The 2018 contest is between England, Russia and the joint bids of Belgium-Holland and Spain-Portugal. The 2022 race involves the United States, Australia, Japan, South Korea and Qatar.

The ethics committee begins a three-day meeting Monday to complete investigations into alleged bribery and vote-trading.

The panel will hear evidence from Temarii and Amos Adamu, who is also provisionally suspended from FIFA’s executive committee after The Sunday Times secretly filmed him appearing to offer his votes in exchange for cash toward a soccer project in his native Nigeria.

The investigation also will examine claims that Spain-Portugal and Qatar broke bidding rules by striking a vote- trading alliance, which the newspaper alleged involved another seven FIFA voters.

After the first allegations were published in the Sunday Times on Oct. 17, Temarii met with FIFA President Sepp Blatter in Zurich to ask for an ethics investigation. Also that day, he acknowledged to the AP that he made a mistake talking with the reporters, who posed as lobbyists, but maintained his innocence.

“I have nothing to be blamed for and I spent these three weeks with serenity to provide enough elements to prove that I never sold my vote for any bids, and did not even have the intention to,” Temarii said Thursday.

He said he felt “disappointed and saddened” to be barred from all soccer duties, including contact with the nine World Cup bidders seeking his support. He has been mandated by the 11-nation Oceania body to support neighboring Australia for 2022.

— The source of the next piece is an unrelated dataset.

PR #7133, opened 2023-11-04
Devcontainer / Github Codespace

colby-swandale:

Next week, contributors from the RubyGems/RubyGems.org/Bundler team will be attending the [RubyConf community day](https://rubyconf.org/faq#community-day), a day where attendees can meet face-to-face with Ruby Open-Source maintainers and learn the ins-and-outs of projects and possibly look to make some contributions.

Oceania’s executive panel confirmed last month that his votes should be awarded on the criteria of “quality of the bids, FIFA economic strategy and pre- and existing relationships.”

“My vote has been part of a transparent and collective process and if the OFC executive members agree, and if the FIFA rules permit, I will be happy to announce the candidate I have voted for in 2018 and 2022 and the reasons why,” he said.

Temarii said he agreed with recent criticisms of the British media by Blatter and Mohamed Bin Hamman, the Qatari president of the Asian Football Confederation, that it was “unethical” to trap soccer officials in undercover stings.

The ethics panel also is expected to rule Wednesday on cases involving four former FIFA executive officials _ Tunisian lawyer Slim Aloulou, Amadou Diakite of Mali, Botswana’s Ismail Bhamjee and Ahongalu Fusimalohi from Tonga _ who reportedly advised undercover reporters how to bribe voters.

Temarii said the panel’s scrutiny meant people could have full confidence in FIFA and the World Cup voting process.

The 43-year-old official, who played professionally in France, maintained he served Oceania “with all honesty and passion” since being elected its president in 2004. He hoped to keep tackling the south Pacific region’s issues with education, good governance, health, social integration and the environment.

“I always believe that football can be used as a tool to fight against these issues,” said Temarii, who is up for re-election in February. “I also believe that my work is not finished.”